Increased body weight is associated with higher BMD and lower incidence of hip fractures in older men and women,35
whereas the converse is true for low body weight. Weight loss is a risk factor for osteoporosis.14
The mechanisms for the osteo-protective effect of body weight are not completely understood. Data suggest that this may be a result of increased skeletal loading and/or increased plasma levels of bone-active hormones (for example, estradiol),35
as body weight and estradiol levels are considered to be major factors determining BMD in both women and men.35
Whole-body-vibration has been reported to increase bone mass in disabled children,34
young women with low bone mass32
and postmenopausal women.33
Thus, whole-body-vibration may potentially increase bone mass similar to increases associated with weight gain by mimicking the increased skeletal loading associated with increased weight. We did not detect an increase in total body bone mass in this study. However, the increase in vertebral BMC and BMD suggests that vibration may have resulted in local increases in bone mass and density. Importantly, our findings indicate that prevention of weight gain by vibration had no negative impact on muscle or bone mass.
Vibration reduced fat mass but not lean mass. Even though the whole-body vibration group weighed less, had less fat mass and a lower percentage of body fat, no differences were observed for lean mass and bone mass between the control and whole-body vibration group. Some studies have suggested that up to 30% of weight loss because of energy restriction may be due to a reduction of lean mass.36
Thus, it is possible that a weight reduction program supplemented with whole-body vibration may positively affect body composition by increasing the rate of fat loss while preserving lean mass.

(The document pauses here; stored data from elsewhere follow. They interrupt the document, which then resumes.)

PR #112, opened 2016-08-30
DOMNamedNodeMap implements Traversable

maosmurf:
As of http://php.net/manual/en/class.domnamednodemap.php,  `DOMNamedNodeMap implements Traversable `

Verify by running
`
<?php assert(new DOMNamedNodeMap() instanceof Traversable);
`
Unfortunately, Intellij warns about DOMNamedNodeMap not implementing Traversable 

false error about domnamednodemap not being a traversable


neuro159:
Thanks!

PR #114, opened 2016-09-02
Added missing deprecated doctag for mysql_num_rows

King2500:
Missing `@deprecated 5.5` PhpDoc tag for `mysql_num_rows`

http://php.net/manual/en/function.mysql-num-rows.php


King2500:
@neuro159 I don't understand. Every other phpdoc for mysql functions has it above the description...

PR #115, opened 2016-09-02
added gRPC extension

iMega:


ged15:
any progress on this?

neuro159:

iMega:
Did I understand you correctly?

PR #117, opened 2016-09-08
WI-22743 stubs update according to the new extension point

artspb:
Stubs have to be divided into modules, "standard" is the first one. It has to be split in the future.


neuro159:
merged manually

PR #167, opened 2017-01-30
Fix bool on failure returns in standards

addshore:
It was pointed out @ https://github.com/etsy/phan/issues/55#issuecomment-276126690 that many of these are wrong.

This adds the bool return type for methods that are marked as returning false on failure.


addshore:
It looks like there are at least 225 more of these low hanging fixes!

```
$ cat ./standard/*.php |grep @return |grep "on failure" |grep -v bool | wc -l
225
```

PR #201, opened 2017-04-19
Set default visibility for object class methods

b1rdex:
I often type `__` in class body to produce some base method like constructor.
If I use method from completion list then I have to provide visibility each time.
I think default `public` visibility should be there as these methods are public by default.

### DIFF
--- a/standard/_types.php
+++ b/standard/_types.php
@@ -221,7 +221,7 @@ class object {
    * @return void
    * @link http://php.net/manual/en/language.oop5.decon.php
    */
-  function __construct() {}
+  public function __construct() {}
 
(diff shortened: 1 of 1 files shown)


b1rdex:
As for `__sleep` signature change: docs states it must return array and if void returned, then it's serialized as `null` and notice provided.

http://php.net/manual/en/language.oop5.magic.php#language.oop5.magic.sleep

b1rdex:
I reverted __sleep signature change and will open another PR for it.

b1rdex:
@neuro159 will you do tests on your own or any instructions for me?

Further research is needed to test this possibility.
No differences in lean mass between the whole-body vibration and control groups are consistent with our finding that vibration had no effect on the mass or function of the oxidative SOL and glycolytic EDL muscles. There was a tendency for EDL mass and tetanic force to be reduced by 5–6% in the vibration group. Although our statistical power for this comparison was low (0.42–0.45), these findings deserve further investigation because whole-body vibration has been proposed to augment strength gains during human resistance training exercise programs.24,25
Previous whole-body vibration studies37,38
have reported acute increases in plasma concentrations of growth hormone and serum IGF-I. In our study, whole-body vibration had no effect on IGF-I levels. However, both the whole-body vibration and control groups had lower IGF-I levels than the baseline group. This is consistent with previous research showing serum IGF-I levels to decline with age in a predictable manner in healthy individuals. After reaching a peak during the pubertal growth spurt, mean circulating IGF-I levels decrease twofold by the third decade and continue to steadily decline with age.39
As our treatment groups were 12 weeks older than the baseline group, we attribute the lower IGF-I levels in the older rats to the natural effects of aging.
In conclusion, these studies show that whole-body vibration reduced age-related increases in fat mass in mature rats. This effect occurred without changes in lean body mass, bone mass or muscle mass and function and without alterations in food intake. These findings suggest that whole-body vibration exercise suppresses the accumulation of fat in young adult rats. Further studies are necessary to determine whether whole-body vibration can prevent fat accumulation in humans. If successful, this research could have implications in cases such as preventing childhood obesity and other metabolic disorders associated with weight gain.